The values of the molecular and valence molecular connectivity indices of training compounds are contained in Table 1.

Atomic charges

Atomic charges were calculated using the semi-empirical molecular orbital package MOPAC 7 included in the VEGA program38,39, employing the semi-empirical AM1 method. All calculated atomic charges are expressed in atomic units (a.u.).

Statistics

Each formula expressing the relationship between the \(Log_{10} cmc\) and molecular connectivity indices was generated using the least-squares method and the final equation was obtained using the stepwise method. Pearson correlation coefficient (r), the adjusted coefficient of determination (r2adj), the standard deviation of the fit (s) and the Fisher ratio (F) were used to select the best model. The model obtained was selected according to following principles: highest correlation coefficient, adjusted coefficient of determination and Fisher value, the lowest standard deviation of the fit and also the smallest possible number of significant descriptors in the model. For good quality QSPR model the positive value of correlation coefficient (r) should be closer to 1. High values of F-test indicate that the model is statistically significant. The number of variables in the model should not exceed the number of compounds divided by five40. The statistical characteristics of the equation variables includes standard error, t-value and p-value. High absolute Student t value of the variable expresses that the coefficient of the variable is significantly larger than the standard error. Variable with p value below 0.05 is considered statistically significant41.

The leave-one-out cross-validated correlation coefficient (\(Q_{LOO}^{2}\)) and predictive correlation coefficient (\(R_{pred}^{2}\)) were also used to indicate the internal and external validation of derived model. The model is considered to be excellent, if \(Q_{LOO}^{2}\) is equal or more than 0.942. For acceptable QSPR model, the values of \(Q_{LOO}^{2}\) and \(R_{pred}^{2}\) should be more than 0.540,43.

The statistical calculations were made using the program STATISTICA 1244.

Conclusions

The aim of the presented work was to find a simple equation expressing the dependence of the critical micelle concentration of cationic star-shaped trimeric surfactants on their geometrical structures represented by topological indices, that will allow for examining the impact of structure modifications on the cmc values and thus it can be helpful in the design of novel star-shaped cationic trimeric surfactants. Employing the polynomial regression analysis, the equation with two molecular connectivity indices was obtained. Using the obtained model, the influence of hydrophobic tails length and structure of star-shaped spacer group on the critical micelle concentration was examined.

The analysis of the influence of tails length in the range between ten and eighteen carbon atoms confirmed the experimental results and the Klevens equation45 which expresses a linear dependence of logarithm of cmc on the number of carbon atoms in the alkyl chains.

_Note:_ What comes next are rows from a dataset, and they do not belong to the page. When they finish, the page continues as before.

PR #376, opened 2018-02-28
Adding contains and getOrElse methods to SamRecord.

nh13:
Also added a few more tests

### DIFF
--- a/src/main/scala/com/fulcrumgenomics/bam/api/SamRecord.scala
+++ b/src/main/scala/com/fulcrumgenomics/bam/api/SamRecord.scala
@@ -184,10 +184,13 @@ trait SamRecord {
   @inline final def readGroup: SAMReadGroupRecord = getReadGroup
 
   // Use apply/update for tag attributes
-  @inline final def apply[A](name: String): A              = getAttribute(name).asInstanceOf[A]
-  @inline final def get[A](name: String): Option[A]        = Option(apply(name))
-  @inline final def update(name: String, value: Any): Unit = setAttribute(name, value)
-  @inline final def attributes: Map[String,Any] = getAttributes.map(x => x.tag -> x.value).toMap
+  @inline final def apply[A](name: String): A                    = getAttribute(name).asInstanceOf[A]
+  @inline final def get[A](name: String): Option[A]              = Option(apply(name))
+  @inline final def update(name: String, value: Any): Unit       = setAttribute(name, value)
+  @inline final def attributes: Map[String,Any]                  = getAttributes.map(x => x.tag -> x.value).toMap
+  @inline final def getOrElse[A](name: String, default: => A): A = get(name).getOrElse(default)
+  @inline final def contains(name: String): Boolean              = hasAttribute(name)
+  @inline final def remove(name: String): Unit                   = setAttribute(name, null)
 
   // transient attributes
   @inline final def transientAttrs: TransientAttrs = new TransientAttrs(this)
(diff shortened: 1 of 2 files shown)


src/main/scala/com/fulcrumgenomics/bam/api/SamRecord.scala
```diff
@@ -184,10 +184,12 @@ trait SamRecord {
...
   // Use apply/update for tag attributes
-  @inline final def apply[A](name: String): A              = getAttribute(name).asInstanceOf[A]
-  @inline final def get[A](name: String): Option[A]        = Option(apply(name))
-  @inline final def update(name: String, value: Any): Unit = setAttribute(name, value)
-  @inline final def attributes: Map[String,Any] = getAttributes.map(x => x.tag -> x.value).toMap
+  @inline final def apply[A](name: String): A                 = getAttribute(name).asInstanceOf[A]
+  @inline final def get[A](name: String): Option[A]           = Option(apply(name))
+  @inline final def update(name: String, value: Any): Unit    = setAttribute(name, value)
+  @inline final def attributes: Map[String,Any]               = getAttributes.map(x => x.tag -> x.value).toMap
+  @inline final def getOrElse[A](name: String, default: A): A = get(name).getOrElse(default)
```
tfenne: do we want default to have type `=> A` so that it mimics `Option` and also allows you to do things like `rec.getOrElse("RG", throw new IllegalStateException("Booo!"))`?

src/main/scala/com/fulcrumgenomics/bam/api/SamRecord.scala
```diff
@@ -184,10 +184,12 @@ trait SamRecord {
...
+  @inline final def contains(name: String): Boolean           = hasAttribute(name)
```
tfenne: While you're in here how about adding:
`@inline final def remove(name: String): Unit = setAttribute(name, null)`
to hide that ugliness from users of the API?

src/test/scala/com/fulcrumgenomics/bam/api/SamRecordTest.scala
```diff
@@ -27,9 +27,10 @@ package com.fulcrumgenomics.bam.api
 import com.fulcrumgenomics.alignment.Cigar
 import com.fulcrumgenomics.testing.SamBuilder.{Minus, Plus}
 import com.fulcrumgenomics.testing.{SamBuilder, UnitSpec}
-import htsjdk.samtools.{SAMRecord, TextCigarCodec}
+import htsjdk.samtools.TextCigarCodec
+import org.scalatest.OptionValues
 
-class SamRecordTest extends UnitSpec {
+class SamRecordTest extends UnitSpec with OptionValues {
```
tfenne: Should we just addd `OptionValues` into `UnitSpec`?

src/test/scala/com/fulcrumgenomics/bam/api/SamRecordTest.scala
```diff
@@ -106,12 +107,34 @@ class SamRecordTest extends UnitSpec {
     rec.asSam.getCigar shouldBe       null
   }
 
-  "SamRecord.apply" should "not return values for attributes that exist and not for those that don't exist" in {
+  it should "return values and information about SAM tags" in {
```
tfenne: Switching to `it` here is going to list test under `"SamRecord.cigar"` :/  How about:

```scala
"SamRecord" should "provide easy and safe access to extended attributes" in {
```

src/main/scala/com/fulcrumgenomics/bam/api/SamRecord.scala
nh13: I debated having a static variable named `val NoTag: String = null` but that seemed lame.

src/test/scala/com/fulcrumgenomics/bam/api/SamRecordTest.scala
nh13: I am hesitant to roll to much into UnitSpec.  Lets leave as is for now.

PR #377, opened 2018-03-01
Add a method to expose the output sort of GroupReadsByUmi

nh13:
Also, `TemplateCoordinate` is not the right sort order for the output of `GroupReadsByUmi`, so we should also update the various consensus calling tests that use it, although there is not `SamOrder` for it, so we may be stuck.

### DIFF
--- a/src/test/scala/com/fulcrumgenomics/umi/GroupReadsByUmiTest.scala
+++ b/src/test/scala/com/fulcrumgenomics/umi/GroupReadsByUmiTest.scala
@@ -170,27 +170,6 @@ class GroupReadsByUmiTest extends UnitSpec {
     }
   }
 
-  {
-    "TemplateCoordinate SamOrder" should "sort pairs by the 'lower' 5' position of the pair" in {
-      val builder = new SamBuilder(readLength=100, sort=Some(SamOrder.Coordinate))
-      val exp = ListBuffer[SamRecord]()
-      // Records are added to the builder in the order that we expect them to be sorted, but the builder
-      // will coordinate sort them for us, so we can re-sort them and test the results
-      exp ++= builder.addPair("q1", contig=0, start1=100, start2=300)
-      exp ++= builder.addPair("q2", contig=0, start1=106, start2=300, cigar1="5S95M") // effective=101
-      exp ++= builder.addPair("q3", contig=0, start1=102, start2=299)
-      exp ++= builder.addPair("q4", contig=0, start1=300, start2=110, strand1=Minus, strand2=Plus)
-      exp ++= builder.addPair("q5", contig=0, start1=120, start2=320)
-      exp ++= builder.addPair("q6", contig=1, start1=1,   start2=200)
-
-      // Order they are added in except for q4 gets it's mate's flipped because of strand order
-      val expected = List("q1/1", "q1/2", "q2/1", "q2/2", "q3/1", "q3/2", "q4/2", "q4/1", "q5/1", "q5/2", "q6/1", "q6/2")
-      val actual   = builder.toList.sortBy(r => SamOrder.TemplateCoordinate.sortkey(r)).map(_.id)
-
-      actual should contain theSameElementsInOrderAs expected
-    }
-  }
-
   // Test for running the GroupReadsByUmi command line program with some sample input
   "GroupReadsByUmi" should "group reads correctly" in {
     val builder = new SamBuilder(readLength=100, sort=Some(SamOrder.Coordinate))
--- a/src/main/scala/com/fulcrumgenomics/bam/api/SamOrder.scala
+++ b/src/main/scala/com/fulcrumgenomics/bam/api/SamOrder.scala
@@ -24,6 +24,7 @@
 
 package com.fulcrumgenomics.bam.api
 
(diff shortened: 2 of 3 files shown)


src/main/scala/com/fulcrumgenomics/umi/GroupReadsByUmi.scala
```diff
@@ -104,6 +105,42 @@ object GroupReadsByUmi {
...
+      val r = ReadInfo(rec)
+      GroupReadsByUmiSortKey(refIndex=r.refIndex, start1=r.start1, start2=r.start2, strand1=r.strand1, strand2=r.strand2, library=r.library,
+        mid=rec(ConsensusTags.MolecularId), name=rec.name, secondOfPair=rec.secondOfPair)
+    }
+  }
+
+  // NB: use secondOfPair since false sorts before true
+  /** The sort key for [[GroupReadsByUmi]]. */
+  private case class GroupReadsByUmiSortKey(refIndex: Int, start1: Int, start2: Int, strand1: Boolean, strand2: Boolean, library: String,
+                                            mid: String, name: String, secondOfPair: Boolean)
```
nh13: NB: I could have `ReadInfo` as a value here, since I couldn't figure out some scala "diverging implicits" error.  Hence, I recreated all the values.  It would have been nicer to make `ReadInfo` extend `Ordered[ReadInfo]` and just have a reference to a `ReadInfo` object here, but alas, only so many hours.

src/test/scala/com/fulcrumgenomics/umi/GroupReadsByUmiTest.scala
```diff
@@ -301,4 +301,38 @@ class GroupReadsByUmiTest extends UnitSpec {
...
+      val moleclarIdentifiers = seq(4, "1/A") ++ seq(4, "1/B") ++ seq(2, "2/A") ++ seq(2, "2/B") ++ seq(2, "0/A") ++ seq(2, "0/B")
+      recs.map(_.apply[String]("MI")) should contain theSameElementsInOrderAs moleclarIdentifiers
+      val names = Seq("ab1", "ab2", "ba1", "ba2", "ab3", "ba3", "ab0", "ba0").flatMap { name => seq(2, name)}
+      recs.map(_.name) should contain theSameElementsInOrderAs names
+      recs.grouped(2).foreach { case Seq(first, second) =>
+          first.firstOfPair shouldBe true
+          second.secondOfPair shouldBe true
+          first.name shouldBe second.name
+      }
+
```
nh13: This is for you.

tfenne:
I'm lacking a bunch of context here.  What's going on?

nh13:
@tfenne sometimes I would like to re-run consensus calling from a grouped BAM, but the grouped BAM I have is coordinate sorted order.  I'd rather avoid running `GroupReadsByUmi` again to just get the reads in the same order.  Additionally, I thought it was confusing to make a full-fledged `SamOrder`.  Hence just a method here like in `Bams`.

tfenne:
I see.  I think this is a more general problem though - it would be useful to take grouped data that has been sorted, and be able to consensus call it.  I think there area  couple of other ways to approach this that would be nicer:

1. We could just adapter the consensus callers so that internally they take data in `TemplateCoordinate` order (which GroupReadsByUmi output satisfies), consumes reads that have the same template coordinates, and the groups them by `MI` for consensus calling.
2. We could extend the definition of `TemplateCoordinate` to also include the `MI` tag if it's present on the reads, since `TemplateCoordinate` was created more or less for this purpose - to document and expose the sort order we need for grouping and consensus building.

nh13:
`TemplateCoordinate` sort inserts the read name as a key prior to library, where as for "group-reads-by-umi" order we want to sort by molecular identifier, name, then first/second of pair.  So your second suggestion doesn't technically work without either breaking backwards compatibility with `TemplateCoordinate`, and making it not really `template-coordinate`, since we could have reads with the same name ("template") not next to each other, though you could argue all reads with the same MI are from the same template. 

How about I pursue your first suggestion?

tfenne:
I'm open to either route.  I would point out though that according to the SAM spec any reads with the same name are presumed to be from the same template, therefore the same library.  So only a non-compliant SAM would care whether library or read name comes first in the sorting.

nh13:
@tfenne I took a shot at fixing the `TemplateCoordinate` `SamOrder` to match the output of `GroupReadsByUmi`.  For reads that have the same template coordinates, I found that `GroupReadsByUmi` would output the reads from the same library consecutively.  Similarly, for reads that have the same template coordinates, I found that `GroupReadsByUmi` would output the reads with the same molecular ID consecutively.  We discussed this later issue, but this former issue is also fixed.  You can confirm the fix by looking at how `ReadInfo` was structured (it includes library as part of its key), and look at when `GroupReadsByUmi` receives the batch of records who have the same template coordinates, how it sorts by molecular id length then value.

nh13:
Also, I took at look at using an implicit `Ordering`, but was dismayed to find that (1) there is no `Tuple10` in [Ordering.scala](https://github.com/scala/scala/blob/v2.12.4/src/library/scala/math/Ordering.scala#L1), and (2) that the implementation of the `compare` method is the same as you had implemented already.  So some unnecessary object creation (tuples).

The analysis of star-shaped spacers with the same number of non-hydrogen atoms allows us to conclude that heteroatoms cause the increase the cmc. These results were confirmed by atomic charge analysis. Functional groups containing highly electronegativity atoms, such as oxygen or nitrogen, introduce into the spacer group the negative charges, which cause an increase in the critical micelle concentration. The spacer group analysis also reveals that the branches cause the increase the critical micelle concentration too.